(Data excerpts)
PR #861, opened 2025-07-06
Add stack to dataclasses

fzimmermann89:
Stacking on zeroth-dimension, usefull for batches.

PR #860, opened 2025-07-06
Fix padding in FastMRI

fzimmermann89:

PR #859, opened 2025-07-06
Fix Dataclass error on mixed devices

fzimmermann89:
Should have been a RuntimeError: repr also expects RuntimeError

PR #858, opened 2025-07-06
Fix SSIM mask

fzimmermann89:
2D mask was applied wrongly.

PR #862, opened 2025-07-06
Fix CSMData init typing

fzimmermann89:
CSMData can be created with a KHeader (it will be converted). No mypy accepts this as well.

### DIFF
--- a/src/mrpro/data/Dataclass.py
+++ b/src/mrpro/data/Dataclass.py
@@ -823,6 +823,16 @@ class Dataclass:
         new._reduce_repeats_(recurse=True)
         return new
 
+    def stack(self, *others: Self) -> Self:
+        """Stack other along new first dimension.
+
+        Parameters
+        ----------
+        others
+            other instance to stack.
+        """
+        return self[None].concatenate(*[o[None] for o in others], dim=0)
+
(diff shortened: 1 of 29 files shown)


fzimmermann89:
* #865
* #864
* #863
* __->__ #862
* #861
* #860
* #859
* #858

src/mrpro/data/Dataclass.py
```diff
@@ -100,6 +100,7 @@ def __init_subclass__(  # noqa: D417
         cls,
         no_new_attributes: bool = True,
         auto_reduce_repeats: bool = True,
+        init: bool = True,
```
ckolbPTB, line 103: this should be added to the doc string - should this not be raised by our tests?

ckolbPTB (approved):

src/mrpro/data/Dataclass.py
```diff
@@ -113,7 +114,7 @@ def __init_subclass__(  # noqa: D417
             If `True`, try to reduce dimensions only containing repeats to singleton.
             This will be done after init and post_init.
         """
```
fzimmermann89, line 118:
```suggestion
        init
            If `True`, an automatic init function will be added. Set to `False` to use a custom init.
        """
```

-- THE PROBLEM --
Reproduce, character for character, only the lines of the preceding data that start at the line with "Should have been" and end at the line with "new first dimension.", both included.

-- WRITTEN ANSWER --
Should have been a RuntimeError: repr also expects RuntimeError

PR #858, opened 2025-07-06
Fix SSIM mask

fzimmermann89:
2D mask was applied wrongly.

PR #862, opened 2025-07-06
Fix CSMData init typing

fzimmermann89:
CSMData can be created with a KHeader (it will be converted). No mypy accepts this as well.

### DIFF
--- a/src/mrpro/data/Dataclass.py
+++ b/src/mrpro/data/Dataclass.py
@@ -823,6 +823,16 @@ class Dataclass:
         new._reduce_repeats_(recurse=True)
         return new
 
+    def stack(self, *others: Self) -> Self:
+        """Stack other along new first dimension.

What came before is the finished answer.